アンタ達、あたしの日常どこやった?

「だーかーら、俺が広報委員長なの」



牧野智巳はぺしぺし、とプレートを叩くと委員会名をアピールして見せる。



「何?アンタがあのホームページ作っちゃってる訳?」



「うん、作っちゃってる訳」



人は見かけによらないというか…そんな隠れた才能、このちゃらんぽらん茶髪男からは見い出せないぞ。

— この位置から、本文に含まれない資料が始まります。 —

PR #166, opened 2023-08-21
Update table format for supported web browsers

ttytm:
- Updates formatting for the table of supported web browsers
  current: https://github.com/webui-dev/webui#supported-web-browsers
  suggested: https://github.com/ttytm/webui/tree/docs/format#supported-web-browsers
- Removes first indent level whitespace for a list to e.g. match the formatting for the `Feature section

What do you think of adding a table of contents on top of the Readme for quick navigation? Kind of like here: https://github.com/ttytm/wthrr-the-weathercrab#-wthrr-the-weathercrab

Just above the `Features` section.

### DIFF
--- a/README.md
+++ b/README.md
@@ -18,6 +18,18 @@
 > 
 > * We are currently writing documentation.
 
+## Contents
+
+- [Features](#features)
+- [Showcase](#showcase)
+- [UI & The Web Technologies](#ui--the-web-technologies)
+- [Documentation](#documentation)
+- [Build](#build)
+- [Examples](#examples)
+- [Supported Languages](#supported-languages)
+- [Supported Web Browsers](#supported-web-browsers)
+- [License](#license)
+
 ## Features
 
 - Written in Pure C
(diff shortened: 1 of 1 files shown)


hassandraga:
I like the new table, shorter and easier to read. Thank you.

hassandraga:
Yes, why not, we can add table of contents.

ttytm:
The commit that adds the toc incorporates some related changes:

- The `Wrapper` and `Supported Langues` section were merged to reduce redundancy.
- The `UI & The Web Technologies` serves as a higher level section to related sections. With a lot of single `h2` level elements the table of contents looked like it could have been organized better. 

Please re-investigate the link above when you find a free moment and don't hesitate to me know if any of the changes should not be made or if you change your mind on the toc implementation!

ttytm:
:+1: @hassandraga 

Should we fix
`Why Use Web Browser?`
to `Why Use a Web Browser?` 
or `Why Use Web Browsers?`
or keept it as it is?

hassandraga:
Probably `Why Use Web Browsers?` is better!

ttytm:
To keep it clean, squash merge it as `Update Readme` partner commit 🙂?

ttytm:
> Sure, this will reduce the commits history. We may later need to delete build/ from history as well.

Yes if that's possible let's do it. 

But for the `build/` dir I worry that the effort might be immense, since it's history intertwined with several files and changes. It's relatively simple to keep things intact when it's something like an image or binary file.

hassandraga:
Deleting history for only binaries files, if possible, let's investigate...

PR #202, opened 2016-06-04
Proxy connect

oldshuren:
This pull request added proxy support. The proxy info is from the system configuration. PAC is supported.

Proxy protocol supported include HTTPS (via CONNECT method) and SOCKS


nuclearace:
Style is inconsistent. Should probably be using type inference.

oldshuren:
Hi,

Could you be more specific?

Did you mean I should use delegate, not block? But the ProxyConnect is 
used only  once at the connection time, block is perfect for this situation.

Thanks,

Dong

Source/ProxyConnect.swift
```diff
@@ -0,0 +1,428 @@
...
+        }
+        if let proxySettings: NSDictionary = CFNetworkCopySystemProxySettings()?.takeRetainedValue() {
+            let proxies : NSArray = CFNetworkCopyProxiesForURL(hURL!, proxySettings).takeRetainedValue()
+            if proxies.count == 0 {
+                ProxyFastLog("configureProxy no proxy")
+                openConnection()
+                return
+            }
+            
+            let settings:NSDictionary = proxies[0] as! NSDictionary
```
nuclearace: Like here, you don't need to explicitly type since you're doing `as!`. You're also inconsistent with your `:`s. The style used should be `let x: Type`

oldshuren: Oh, I see.

I did some changes please take a look.

I just came from the objC side, still not very familiar of these finer 
points of Swift programming :(

Thanks,

Dong

daltoniam:
Thanks for this. There is quite a bit of code in here so it is going to take a bit to get through it all. At first glance there appears to be a tad bit of repeated code in the proxy class. Also I noticed you renamed a few of the method names in the main WebSocket class. I will hopefully give some more detail feedback in the coming days. Thanks again!

daltoniam:
Thanks for the explanation. I appreciate knowing the history and can see the port of the SocketRocket implementation. A few high level things I would like to see:

1. Design to be more inline with Starscream current architecture. I understand the use case of the separate class for proxy connections, but this feels a lot like it is a port of the SocketRocket code vs being designed with Starscream's architecture. SocketRocket and Starscream are designed and function differently and I would like to keep the current architecture intact. I understand your point with needing to open a connection to the proxy server then to the WebSocket server, but I think it would be a relatively minor change to add the proxy support into the current handshake process instead of having to move half of the logic into the proxy class. It seems strange that the proxy class is partially responsible for checking a proxy request regardless if a proxy is being used or not.

2. Idiomatic Swift. Not to be overly stylistic or harp on the objective-c port, but this has a couple of style things I would like to see changes, such as a few unneeded semi colons, remove the logging, a few properties that might be able to use a `guard` or unwrapped optionals instead of the explicit unwrapping.

3. This doesn't have anything to do with the code, but we will need to test that it still passes the autobahn tests with both a proxy and not a proxy. If you have any recommendations on a good test proxy, please share.

I want to stress again I appreciate the Pull Request and for you taking the time to put this together. Any questions please let me know.

oldshuren:
Hi,

I submitted pull request to the socket.io-client-swift and they tell me 
to submit pull request to you.

In that pull request, the proxy handling is actually done in the 
WebSocket.swift class. Here is the link,

https://github.com/oldshuren/socket.io-client-swift/blob/proxy-connect/Source/WebSocket.swift

Do you think it is better this way? I can clean it up on the style part.

Thanks,

Dong

daltoniam:
Thanks for the reference. Yes, this appears to be more inline with the design structure.

oldshuren:
I merged the proxy code back to WebSocket.swift now.

Dong

daltoniam:
Did a quick glance I like this structure much better. I will try and give a more feedback soon. Thanks again!

hifall:
Is there any further progress on this matter? It'd be fantastic for proxy support to be added.

jariz:
I'm also interested in an update from @daltoniam.

daltoniam:
This one has taken me a while due to personal time restraints and the size of changes. It also requires testing with and without a proxy server behind an autobahn server which is a fair amount of setup for a test. I am hoping to look at this weekend (along with a proper Swift 3 and Swift 2.3 tagged releases).

vanvalkenburg:
Is this going any further? It would be great to get proxy support added. I have a requirement to support proxy settings, and I'd assume this is fairly common in enterprise environments.

theinfamousmielie:
@daltoniam is anything happening with this? I'm really looking forward to this change...

JoeSzymanski:
Is there any possibility of getting this functional and merged? Testing our product would be significantly easier if we could proxy the connections through Charles and see the content.

daltoniam:
Yes, I still would like to see proxy support add to Starscream, but I still just haven't had the time or willpower to do this. If anyone else wants to take what is here and address said comments in a PR it would amazing. You would also have my undying appreciation 😄.

Shadester:
What is the said comments that needs to be addressed? 1 seems to be addressed? And maybe 2, too?

ergunkocak:
Hello,

First of all tnx a lot for such library. 
Proxy support is kind a very important to inspect the traffic. And in my current project not having proxy support is really crippling me. If there is anything i can do please explain more in detail so i can put my best to help.

Best regards

OneSman7:
I am also waiting for this to be merged. Will be glad to help if you say what do you need.

mbesnili:
This is a key feature, anyone to merge this ?

daltoniam:
I would like to see this get merged, but all 3 of the initial points still stand.
 
1. This needs to be update for the 3.0.0 refactor. It might be easier to have a less intrusive proxy design into the WebSocket handling then previously.
2. the style needs to be stylish swift (bunch of unnecessary semi colons, etc).
3. This is just a testing angle, but an important one since this change will require a way to have a proxy server and an autobahn server. The Starscream autobahn test project will have to be updated to support testing this new case.

gjsbe:
Hi,
on ios platform we need https to call rest webservices, and websockets are served via wss.
When there's a proxy server in front of an internet connection, often is an http/https proxy and not a socks proxy. Squid for example is an http/https proxy but doesn't support socks.
wss is an upgrade of https connections and usually comes with https protocol.
Starscream supports socks but not https tunneled proxy connection, I need it for a project.
I see these feature, what do you need to implement it? Can I use it in my code anyway?
Thank you very much
Regards

francksyren:
Awesome library, please merge this pull request

oinsider:
In my case, if I run the following code (CFNetworkCopyProxiesForURL) taken from the @oldshuren pull request I don't see any proxies. 
In the list there is only one element [kCFProxyTypeKey: kCFProxyTypeNone]

```
        if let proxySettings: NSDictionary = CFNetworkCopySystemProxySettings()?.takeRetainedValue() {
            let url = "wss://endpoint.socket.io"
            let nsURL = NSURL(string: url)!
            let proxies: NSArray = CFNetworkCopyProxiesForURL(nsURL as CFURL, proxySettings).takeRetainedValue()
            print(proxies)
        }
```

I did notice that going directly to the machine without proxies I get the response:
HTTP/1.1 101 Switching Protocols
Upgrade: websocket
Connection: Upgrade

Otherwise if I go through the ELB and HAProxy I get:
HTTP/1.0 404 Not Found
Cache-Control: no-cache
Connection: close
Content-Type: text/html
 
<html><body><h1>404 Not Found</h1>
</body></html>

It seems that the websocket are connecting, but for some reason, the response to the Get request that is sent is resolved or not.

gjsbe:
Hi,
this is the problem: if you ask any os (android or ios) how to reach wss://something it tells you DIRECT.
I think because wss protocol isn't recognized by os api.
You have to ask for https://something (for wss), then use an https proxy with connect, but with this version of starscream won't work via https proxy.

oinsider:
I am trying to get the proxy list with https in the urls and even with that CFNetworkCopyProxiesForURL doesn't notice any proxy. If this function doesn't get any proxy no configuration is going to be applied to the socket connections.

gjsbe:
But did you configure your wifi connection to use proxy?
Because it works for me...

oinsider:
Yes, if I route the traffic to the charles proxy I can see the proxy in the list. But in my case the proxy is behind the domain.

gjsbe:
mmm... I don't know, I think you have a configuration problem, because CFNetworkCopyProxiesForURL  is not starscream related, is Core Foundation function.

oinsider:
CFNetworkCopyProxiesForURL is used by the proxy-connect pull request in order to get the possible proxy types. These can be kCFProxyTypeAutoConfigurationURL or kCFProxyTypeAutoConfigurationJavaScript. 

In the first case is going to get the PAC proxy configuration file and read the proxies of the PAC file. In the second case, it just reads the proxies of the PAC file.

Then when reading the proxy settings it gets the httpProxyHost and httpProxyPort if the proxy type is HTTP/HTTPS or the socksProxyHost, socksProxyPort, socksProxyUsername and the socksProxyPassword if the proxy type is SOCKS. 
Then inits the read and write streams with the configurations of the proxies. 

Maybe I should try to configure the PAC file in the proxy and then check if the CFNetworkCopyProxiesForURL notices it.

oinsider:
Issue fixed for me, there was a problem in the haproxy config.

acmacalister:
The codebase has actually under gone a major refactor which has `Network.framework` support. Since that is able to handle proxy connections transparently, I'm going to close this for now. Feel free to check it out here #653.

PR #204, opened 2016-06-14
Let SSLCert and SSLSecurity inherit from NSObject

nuclearace:
This let's them be accessed from Objective-C.


acmacalister:
hey @nuclearace. What is the use case for needing these objects to be accessed from Objective-C? Historically, we have all the Objective-C compliant stuff be done in the separate JetFire project.

nuclearace:
https://github.com/socketio/socket.io-client-swift/issues/395 is my need. It's not a huge change, I just thought someone else might run into a similar case.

…やっぱ、あんなホームページ作るヤツは変人だったって事か。



この場合の変人は、文字通り牧野智巳をさすけれど。



「皆さん、揃いましたか?各自ご着席をお願いします」



最後に会室に入ってきたのは中原くん。



あ、すっかり会長モードだ。



「それでは、定例会を始めます」



ぴん、と空気が張りつめる独特の会議の雰囲気。



うん、あたしこの空気、嫌いじゃないんだよね。



「改めまして、このメンバーが今年度真颯会執行部の正式メンバーとなります。よろしくお願いします」



まずはひとりずつの自己紹介。



それから、来週の合唱コンクールの確認をして、直ぐに本題、体育祭の議題へ入る。



「お手元の資料の確認をお願いします」



ざわ、と目を通した先輩方の間の空気がざわめくのを感じる。